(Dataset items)
◆ ◆ ◆

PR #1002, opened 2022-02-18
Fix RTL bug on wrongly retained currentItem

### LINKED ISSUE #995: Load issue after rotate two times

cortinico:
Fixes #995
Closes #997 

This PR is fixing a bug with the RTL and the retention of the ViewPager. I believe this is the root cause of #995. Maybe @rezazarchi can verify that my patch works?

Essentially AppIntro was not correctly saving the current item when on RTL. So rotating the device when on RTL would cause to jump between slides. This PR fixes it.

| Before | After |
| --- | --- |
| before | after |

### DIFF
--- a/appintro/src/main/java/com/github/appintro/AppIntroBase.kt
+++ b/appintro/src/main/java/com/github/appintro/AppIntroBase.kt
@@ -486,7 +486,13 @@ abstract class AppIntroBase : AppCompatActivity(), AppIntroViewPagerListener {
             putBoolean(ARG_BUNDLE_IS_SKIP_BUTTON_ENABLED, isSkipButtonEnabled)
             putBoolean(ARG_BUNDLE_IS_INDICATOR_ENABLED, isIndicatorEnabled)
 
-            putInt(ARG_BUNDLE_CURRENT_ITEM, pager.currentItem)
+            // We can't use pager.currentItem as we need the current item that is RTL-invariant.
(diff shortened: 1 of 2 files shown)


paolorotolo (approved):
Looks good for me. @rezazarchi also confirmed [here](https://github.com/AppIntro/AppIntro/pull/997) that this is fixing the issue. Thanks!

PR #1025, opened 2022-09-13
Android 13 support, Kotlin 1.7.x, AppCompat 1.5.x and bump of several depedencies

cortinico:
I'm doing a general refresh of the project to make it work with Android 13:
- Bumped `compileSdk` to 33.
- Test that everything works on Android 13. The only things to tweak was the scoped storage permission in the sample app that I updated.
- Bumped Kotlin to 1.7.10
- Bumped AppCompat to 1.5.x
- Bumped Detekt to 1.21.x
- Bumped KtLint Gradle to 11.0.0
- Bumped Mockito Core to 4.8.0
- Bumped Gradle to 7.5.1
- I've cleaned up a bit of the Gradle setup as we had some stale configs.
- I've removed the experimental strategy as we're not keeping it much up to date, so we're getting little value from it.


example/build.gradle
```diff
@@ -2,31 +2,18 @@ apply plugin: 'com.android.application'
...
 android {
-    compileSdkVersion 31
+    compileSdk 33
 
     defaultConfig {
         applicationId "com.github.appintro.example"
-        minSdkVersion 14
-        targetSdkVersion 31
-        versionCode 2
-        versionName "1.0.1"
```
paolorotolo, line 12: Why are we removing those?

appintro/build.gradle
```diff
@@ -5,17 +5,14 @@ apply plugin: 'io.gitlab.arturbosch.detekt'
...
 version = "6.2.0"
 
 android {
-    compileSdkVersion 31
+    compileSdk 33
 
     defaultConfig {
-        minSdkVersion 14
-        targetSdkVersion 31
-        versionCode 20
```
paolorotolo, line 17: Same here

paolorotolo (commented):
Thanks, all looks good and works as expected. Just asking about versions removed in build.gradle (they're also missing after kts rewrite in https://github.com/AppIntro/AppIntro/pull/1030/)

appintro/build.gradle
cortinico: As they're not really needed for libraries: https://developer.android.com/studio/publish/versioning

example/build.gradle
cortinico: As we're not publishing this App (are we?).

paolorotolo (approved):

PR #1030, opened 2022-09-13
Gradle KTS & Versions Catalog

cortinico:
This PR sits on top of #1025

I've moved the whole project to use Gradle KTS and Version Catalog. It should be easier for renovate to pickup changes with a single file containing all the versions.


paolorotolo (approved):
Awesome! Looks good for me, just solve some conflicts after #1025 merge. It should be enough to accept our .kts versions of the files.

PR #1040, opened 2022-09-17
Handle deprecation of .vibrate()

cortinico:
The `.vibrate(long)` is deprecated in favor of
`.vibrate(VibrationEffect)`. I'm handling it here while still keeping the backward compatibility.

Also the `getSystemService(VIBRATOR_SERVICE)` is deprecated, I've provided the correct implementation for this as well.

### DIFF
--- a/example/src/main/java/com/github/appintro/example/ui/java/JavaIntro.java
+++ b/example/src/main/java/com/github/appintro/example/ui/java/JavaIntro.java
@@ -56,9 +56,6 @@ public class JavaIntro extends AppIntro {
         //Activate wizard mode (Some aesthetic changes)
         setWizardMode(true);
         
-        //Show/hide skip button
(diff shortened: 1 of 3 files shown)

◆ ◆ ◆

_What needs to be done_
In this exercise, the data above is to be printed exactly.

_Exercise response_
PR #1002, opened 2022-02-18
Fix RTL bug on wrongly retained currentItem

### LINKED ISSUE #995: Load issue after rotate two times

cortinico:
Fixes #995
Closes #997 

This PR is fixing a bug with the RTL and the retention of the ViewPager. I believe this is the root cause of #995. Maybe @rezazarchi can verify that my patch works?

Essentially AppIntro was not correctly saving the current item when on RTL. So rotating the device when on RTL would cause to jump between slides. This PR fixes it.

| Before | After |
| --- | --- |
| before | after |

### DIFF
--- a/appintro/src/main/java/com/github/appintro/AppIntroBase.kt
+++ b/appintro/src/main/java/com/github/appintro/AppIntroBase.kt
@@ -486,7 +486,13 @@ abstract class AppIntroBase : AppCompatActivity(), AppIntroViewPagerListener {
             putBoolean(ARG_BUNDLE_IS_SKIP_BUTTON_ENABLED, isSkipButtonEnabled)
             putBoolean(ARG_BUNDLE_IS_INDICATOR_ENABLED, isIndicatorEnabled)
 
-            putInt(ARG_BUNDLE_CURRENT_ITEM, pager.currentItem)
+            // We can't use pager.currentItem as we need the current item that is RTL-invariant.
(diff shortened: 1 of 2 files shown)


paolorotolo (approved):
Looks good for me. @rezazarchi also confirmed [here](https://github.com/AppIntro/AppIntro/pull/997) that this is fixing the issue. Thanks!

PR #1025, opened 2022-09-13
Android 13 support, Kotlin 1.7.x, AppCompat 1.5.x and bump of several depedencies

cortinico:
I'm doing a general refresh of the project to make it work with Android 13:
- Bumped `compileSdk` to 33.
- Test that everything works on Android 13. The only things to tweak was the scoped storage permission in the sample app that I updated.
- Bumped Kotlin to 1.7.10
- Bumped AppCompat to 1.5.x
- Bumped Detekt to 1.21.x
- Bumped KtLint Gradle to 11.0.0
- Bumped Mockito Core to 4.8.0
- Bumped Gradle to 7.5.1
- I've cleaned up a bit of the Gradle setup as we had some stale configs.
- I've removed the experimental strategy as we're not keeping it much up to date, so we're getting little value from it.


example/build.gradle
```diff
@@ -2,31 +2,18 @@ apply plugin: 'com.android.application'
...
 android {
-    compileSdkVersion 31
+    compileSdk 33
 
     defaultConfig {
         applicationId "com.github.appintro.example"
-        minSdkVersion 14
-        targetSdkVersion 31
-        versionCode 2
-        versionName "1.0.1"
```
paolorotolo, line 12: Why are we removing those?

appintro/build.gradle
```diff
@@ -5,17 +5,14 @@ apply plugin: 'io.gitlab.arturbosch.detekt'
...
 version = "6.2.0"
 
 android {
-    compileSdkVersion 31
+    compileSdk 33
 
     defaultConfig {
-        minSdkVersion 14
-        targetSdkVersion 31
-        versionCode 20
```
paolorotolo, line 17: Same here

paolorotolo (commented):
Thanks, all looks good and works as expected. Just asking about versions removed in build.gradle (they're also missing after kts rewrite in https://github.com/AppIntro/AppIntro/pull/1030/)

appintro/build.gradle
cortinico: As they're not really needed for libraries: https://developer.android.com/studio/publish/versioning

example/build.gradle
cortinico: As we're not publishing this App (are we?).

paolorotolo (approved):

PR #1030, opened 2022-09-13
Gradle KTS & Versions Catalog

cortinico:
This PR sits on top of #1025

I've moved the whole project to use Gradle KTS and Version Catalog. It should be easier for renovate to pickup changes with a single file containing all the versions.


paolorotolo (approved):
Awesome! Looks good for me, just solve some conflicts after #1025 merge. It should be enough to accept our .kts versions of the files.

PR #1040, opened 2022-09-17
Handle deprecation of .vibrate()

cortinico:
The `.vibrate(long)` is deprecated in favor of
`.vibrate(VibrationEffect)`. I'm handling it here while still keeping the backward compatibility.

Also the `getSystemService(VIBRATOR_SERVICE)` is deprecated, I've provided the correct implementation for this as well.

### DIFF
--- a/example/src/main/java/com/github/appintro/example/ui/java/JavaIntro.java
+++ b/example/src/main/java/com/github/appintro/example/ui/java/JavaIntro.java
@@ -56,9 +56,6 @@ public class JavaIntro extends AppIntro {
         //Activate wizard mode (Some aesthetic changes)
         setWizardMode(true);
         
-        //Show/hide skip button
(diff shortened: 1 of 3 files shown)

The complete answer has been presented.